Task:
Sort through the data and copy the lines holding the word "like".

[Extracted data entries]

______________________________

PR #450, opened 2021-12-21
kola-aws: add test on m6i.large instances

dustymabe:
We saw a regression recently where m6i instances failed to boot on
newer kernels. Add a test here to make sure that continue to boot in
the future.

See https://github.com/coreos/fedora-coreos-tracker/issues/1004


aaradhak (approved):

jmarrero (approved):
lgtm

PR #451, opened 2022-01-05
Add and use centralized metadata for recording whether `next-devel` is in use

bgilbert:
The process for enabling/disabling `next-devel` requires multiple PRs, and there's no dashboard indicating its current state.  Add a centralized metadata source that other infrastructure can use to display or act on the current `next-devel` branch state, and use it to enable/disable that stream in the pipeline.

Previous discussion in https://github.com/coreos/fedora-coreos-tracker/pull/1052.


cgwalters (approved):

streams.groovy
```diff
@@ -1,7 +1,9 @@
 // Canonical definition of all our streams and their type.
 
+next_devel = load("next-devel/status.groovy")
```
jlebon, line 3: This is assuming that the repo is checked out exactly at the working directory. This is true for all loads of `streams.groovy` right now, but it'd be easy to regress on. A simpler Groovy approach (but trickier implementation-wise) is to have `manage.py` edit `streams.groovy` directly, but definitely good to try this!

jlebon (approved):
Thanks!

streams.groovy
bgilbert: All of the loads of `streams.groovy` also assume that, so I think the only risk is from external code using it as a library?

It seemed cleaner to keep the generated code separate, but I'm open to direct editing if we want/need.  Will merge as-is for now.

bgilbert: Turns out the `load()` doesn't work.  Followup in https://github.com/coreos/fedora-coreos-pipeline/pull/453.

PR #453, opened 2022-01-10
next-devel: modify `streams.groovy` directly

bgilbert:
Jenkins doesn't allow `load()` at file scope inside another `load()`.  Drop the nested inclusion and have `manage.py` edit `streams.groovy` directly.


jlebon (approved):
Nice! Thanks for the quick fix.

______________________________

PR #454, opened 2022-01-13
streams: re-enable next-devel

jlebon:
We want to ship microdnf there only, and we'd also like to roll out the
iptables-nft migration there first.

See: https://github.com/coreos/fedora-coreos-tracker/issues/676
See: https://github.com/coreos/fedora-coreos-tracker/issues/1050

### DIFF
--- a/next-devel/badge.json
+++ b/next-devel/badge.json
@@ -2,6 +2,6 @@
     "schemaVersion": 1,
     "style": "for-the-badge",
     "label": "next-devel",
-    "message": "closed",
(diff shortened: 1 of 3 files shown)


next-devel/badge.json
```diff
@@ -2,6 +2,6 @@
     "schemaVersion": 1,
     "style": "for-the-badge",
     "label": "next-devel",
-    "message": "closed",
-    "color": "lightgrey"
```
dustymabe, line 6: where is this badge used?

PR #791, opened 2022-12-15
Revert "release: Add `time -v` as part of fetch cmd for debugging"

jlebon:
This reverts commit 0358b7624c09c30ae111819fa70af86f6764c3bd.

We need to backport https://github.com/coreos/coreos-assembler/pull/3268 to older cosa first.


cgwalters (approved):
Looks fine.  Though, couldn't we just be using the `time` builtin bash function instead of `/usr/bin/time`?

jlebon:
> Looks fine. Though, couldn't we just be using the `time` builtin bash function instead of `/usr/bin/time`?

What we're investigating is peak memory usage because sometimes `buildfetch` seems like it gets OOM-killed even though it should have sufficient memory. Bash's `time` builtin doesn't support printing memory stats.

______________________________

Output of the task:
We want to ship microdnf there only, and we'd also like to roll out the
What we're investigating is peak memory usage because sometimes `buildfetch` seems like it gets OOM-killed even though it should have sufficient memory. Bash's `time` builtin doesn't support printing memory stats.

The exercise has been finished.